*Given records*.
PR #5201, opened 2023-09-16
3.3.3 and older versions cannot open project files with any stretches

Paul-Licameli:

QA:
- [x] Save a project from 3.4 containing some stretched or shrunk clips, with or without some clips with hidden data.
- [x] Attempt to open in earlier 3.x and see "This project was created with a newer version of Audacity. You will need to upgrade to open it."
- [x] Save a project from 3.4 without any stretch, but with some hidden smart clip data.
- [x] Open the project successfully in 3.1 or later.  Still fail to open in earlier 3.x.

Recommended:


crsib (approved):

chinakov:
Tested

Issue #5211, opened 2023-09-18
Import AUP edge cases


Paul-Licameli:
### Bug description

One loophole that may still allow the creation of projects in 3.4 with misaligned clips is the "Import AUP" feature, which opens projects saved in Audacity 2.4.2 and earlier.

### Steps to reproduce

1. Start Audacity 2.4.2
2. Generate a mono track of noise; time-shift it right some
3. Generate another mono track of noise; time-shift it farther right
4. Use "Make Stereo Track"
5. Drag the channel separator so the channels have unequal heights
6. Save Audacity project; also try "Save Lossless Copy" and "Save Compressed Copy"
8. Close and reopen projects in 2.4.2; observe (Lossless and Compressed didn't restore clip boundaries or channel heights)
9. Quit Audacity 2.4.2; start Audacity 3.4
10. Reopen the files

### Expected behavior

3.4 should not make misaligned clips

### Actual behavior

The normal project file (only; not the compressed or lossless) still has misalignment.

This results from a different code path not in the scope of issue #5202 .

Also observe that unlike in 2.4.2, the difference of channel height is not preserved.  But I recommend allowing this regression, very unlikely anyway to be seen in practice.

### Audacity Version

current master / alpha / nightly build

### Operating system

Windows, macOS, Linux

chinakov:
Tested.

PR #5212, opened 2023-09-18
Remove TrackList::Channels in ImportAUP.cpp...

Paul-Licameli:
... This function only restored track properties that are now all de-duplicated and never varied independently between channels -- with one unimportant exception -- so visiting leader tracks only is all we need.

The exception is that wave channel view heights might vary independently. But experiment with 2.4.2 shows that wave channel view height differences were lost anyway when File > Save Lossless Copy or Save Compressed Copy commands were used.

Only files saved with those commands can cause this function to be visited when importing into 3.4.

QA: First follow steps in #5211.  (This PR is NOT the fix for that issue.)
Then verify that opening the compressed and lossless 2.4.2 projects still makes good 3.4 projects.

Recommended:

### DIFF
--- a/modules/mod-aup/ImportAUP.cpp
+++ b/modules/mod-aup/ImportAUP.cpp
@@ -1371,20 +1371,18 @@ bool AUPImportFileHandle::HandleImport(XMLTagHandler *&handler)
    mAttrs.erase(mAttrs.begin());
 
    for (auto pTrack: range.Filter<WaveTrack>()) {
-      for (const auto pChannel : TrackList::Channels(pTrack)) {
-         // Most of the "import" tag attributes are the same as for "wavetrack" tags,
-         // so apply them via WaveTrack::HandleXMLTag().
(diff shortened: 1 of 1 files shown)


crsib (approved):

chinakov:
Tested, the Compressed/Uncompressed AUP files from 2.4.2 open accordingly in 3, with the tracks still misaligned, but silence insterted to make both 'clips' aligned. 

Screenshot 2023-09-20 at 14 08 23


Track height is reset if the project is open in 3.4.

Paul-Licameli:
> Tested, the Compressed/Uncompressed AUP files from 2.4.2 open accordingly in 3, with the tracks still misaligned, but silence insterted to make both 'clips' aligned.
> Screenshot 2023-09-20 at 14 08 23
> 
> Track height is reset if the project is open in 3.4.

In other words, it's not real clip misalignment.  Clip boundaries agree across channels.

*Work task*.
Looking at the material above, state the number of lines holding the word "from", and only that number.

*Your solution*.
5